Emmanuel Macron devant les parlementaires réunis en Congrès à Versailles, le 9 juillet 2018.

Emmanuel Macron devant les parlementaires réunis en Congrès à Versailles, le 9 juillet 2018. - Ludovic Marin - AFP

Plusieurs élus et figures politiques réclament une audition d'Emmanuel Macron par l'Assemblée dans le cadre de l'affaire Benalla. Une situation impossible pour Michel Lascombe, juriste et professeur de droit constitutionnel à Sciences Po Lille.

Plusieurs élus d'opposition réclament une audition d'Emmanuel Macron sur l'affaire Benalla, du nom de son collaborateur filmé le 1er mai dernier en train de frapper et violenter des manifestants à Paris.

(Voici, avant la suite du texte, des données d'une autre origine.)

PR #1070, opened 2020-03-19
[ML] More speed ups for multiclass classification

tveasey:
This makes a number of changes to minimise copying vectors when performing streaming k-means. This mainly revolves around moving collections into place where possible. I also made some small tidy ups in the related code and enabled `CBoostedTreeTest/testMultinomialLogisticRegression` which is (just) running fast enough. This mainly affects unreleased code so marking as a non-issue.

### DIFF
--- a/include/maths/CKdTree.h
+++ b/include/maths/CKdTree.h
@@ -154,17 +154,21 @@ public:
         POINT s_Point;
     };
     using TNodeVec = std::vector<SNode>;
+    using TNodeVecItr = typename TNodeVec::iterator;
     using TNodeVecCItr = typename TNodeVec::const_iterator;
 
     //! \brief Iterates points in the tree.
+    template<typename MAYBE_CONST_POINT, typename ITR>
     class TPointIterator
-        : public boost::random_access_iterator_helper<TPointIterator, POINT, std::ptrdiff_t, const POINT*, const POINT&> {
+        : public boost::random_access_iterator_helper<TPointIterator<MAYBE_CONST_POINT, ITR>, MAYBE_CONST_POINT> {
     public:
         TPointIterator() = default;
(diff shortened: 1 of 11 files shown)


include/maths/CKdTree.h
```diff
@@ -36,6 +36,18 @@ namespace kdtree_detail {
...
+    using type = T;
+};
+template<typename T>
+struct unwrapped_ref<std::reference_wrapper<T>> {
+    using type = T;
+};
+template<typename T>
+struct unwrapped_ref<std::reference_wrapper<const T>> {
+    using type = T;
+};
```
droberts195: We have some functions like this in `core/UnwrapRef.h`.  Could those be used instead?

include/maths/CKdTree.h
```diff
@@ -512,6 +550,11 @@ class CKdTree {
         return coordinate == m_Dimension ? 0 : coordinate;
     }
 
+    //! Cast away any reference wrapper.
+    inline static const TPoint& unwrap(const POINT& p) {
+        return static_cast<const TPoint&>(p);
+    }
```
droberts195: Could `core::unwrap_ref()` from `core/UnwrapRef.h` do this?

include/maths/CKdTree.h
tveasey: Good point! I forgot about those.

tveasey: See [dbb74db](https://github.com/elastic/ml-cpp/pull/1070/commits/dbb74dbcd91239394e2ae1bada60489a4cd00cef).

include/maths/CKdTree.h
tveasey: See [dbb74db](https://github.com/elastic/ml-cpp/pull/1070/commits/dbb74dbcd91239394e2ae1bada60489a4cd00cef).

Pourquoi était-il aux côtés des CRS ce jour-là, pourquoi disposait-il d'un équipement réservé aux policiers, quel était son rôle auprès d'Emmanuel Macron et quelles ont réellement été les sanctions prises à son encontre? Les députés espèrent obtenir des réponses de la part du Président lui-même. 

"Rien n'empêche dans la Constitution de la Ve République, à une commission d'enquête parlementaire de convoquer le président de la République. La vérité aujourd'hui commande de le faire", réclame ainsi Benoît Hamon dans un communiqué. 

"Nous remettons sur la table qu'il est nécessaire et indispensable à cette étape de prévoir d'ores et déjà l'audition du président de la République. Je rappelle que rien ne s'y oppose, même si rien n'y oblige, rien ne s'y oppose et il serait vraiment important qu'on puisse avoir son point de vue sur cette histoire", a avancé de son côté Ugo Bernalicis, député France Insoumise du Nord. 

"Le Président n'est pas responsable des actes accomplis en cette qualité"

Pourtant, le juriste Michel Lascombe est formel: non, le président de la République ne peut pas être auditionné par l'Assemblée nationale. "La Constitution ne le dit pas expressément mais cela relève d'une interprétation très simple", explique-t-il à BFMTV.com. 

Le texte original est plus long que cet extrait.